[Saved entries]
• • • • •
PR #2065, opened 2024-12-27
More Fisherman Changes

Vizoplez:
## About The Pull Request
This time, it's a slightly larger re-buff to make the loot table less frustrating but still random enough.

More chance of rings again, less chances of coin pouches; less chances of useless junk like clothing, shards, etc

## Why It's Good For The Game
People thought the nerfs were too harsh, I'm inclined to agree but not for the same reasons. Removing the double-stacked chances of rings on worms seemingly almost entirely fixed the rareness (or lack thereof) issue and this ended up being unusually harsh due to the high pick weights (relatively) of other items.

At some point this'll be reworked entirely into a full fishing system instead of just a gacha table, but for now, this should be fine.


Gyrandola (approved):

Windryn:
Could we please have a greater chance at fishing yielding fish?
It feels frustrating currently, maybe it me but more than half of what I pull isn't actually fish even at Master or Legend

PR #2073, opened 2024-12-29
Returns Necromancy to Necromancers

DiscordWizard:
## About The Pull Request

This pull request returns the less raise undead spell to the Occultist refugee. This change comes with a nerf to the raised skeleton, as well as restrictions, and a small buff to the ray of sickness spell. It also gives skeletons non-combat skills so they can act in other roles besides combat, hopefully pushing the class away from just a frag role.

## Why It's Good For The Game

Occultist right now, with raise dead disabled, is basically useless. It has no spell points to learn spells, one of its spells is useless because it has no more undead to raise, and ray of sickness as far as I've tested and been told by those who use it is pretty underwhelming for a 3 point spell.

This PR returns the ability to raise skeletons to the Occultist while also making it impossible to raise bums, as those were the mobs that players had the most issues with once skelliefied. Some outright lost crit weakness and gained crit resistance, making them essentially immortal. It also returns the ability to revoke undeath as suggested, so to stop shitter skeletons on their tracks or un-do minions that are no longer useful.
• • • • •
◆ **EXERCISE OBJECTIVE**: Write the entries out again, exactly and completely.

◆ **TASK SOLUTION**:
PR #2065, opened 2024-12-27
More Fisherman Changes

Vizoplez:
## About The Pull Request
This time, it's a slightly larger re-buff to make the loot table less frustrating but still random enough.

More chance of rings again, less chances of coin pouches; less chances of useless junk like clothing, shards, etc

## Why It's Good For The Game
People thought the nerfs were too harsh, I'm inclined to agree but not for the same reasons. Removing the double-stacked chances of rings on worms seemingly almost entirely fixed the rareness (or lack thereof) issue and this ended up being unusually harsh due to the high pick weights (relatively) of other items.

At some point this'll be reworked entirely into a full fishing system instead of just a gacha table, but for now, this should be fine.


Gyrandola (approved):

Windryn:
Could we please have a greater chance at fishing yielding fish?
It feels frustrating currently, maybe it me but more than half of what I pull isn't actually fish even at Master or Legend

PR #2073, opened 2024-12-29
Returns Necromancy to Necromancers

DiscordWizard:
## About The Pull Request

This pull request returns the less raise undead spell to the Occultist refugee. This change comes with a nerf to the raised skeleton, as well as restrictions, and a small buff to the ray of sickness spell. It also gives skeletons non-combat skills so they can act in other roles besides combat, hopefully pushing the class away from just a frag role.

## Why It's Good For The Game

Occultist right now, with raise dead disabled, is basically useless. It has no spell points to learn spells, one of its spells is useless because it has no more undead to raise, and ray of sickness as far as I've tested and been told by those who use it is pretty underwhelming for a 3 point spell.

This PR returns the ability to raise skeletons to the Occultist while also making it impossible to raise bums, as those were the mobs that players had the most issues with once skelliefied. Some outright lost crit weakness and gained crit resistance, making them essentially immortal. It also returns the ability to revoke undeath as suggested, so to stop shitter skeletons on their tracks or un-do minions that are no longer useful.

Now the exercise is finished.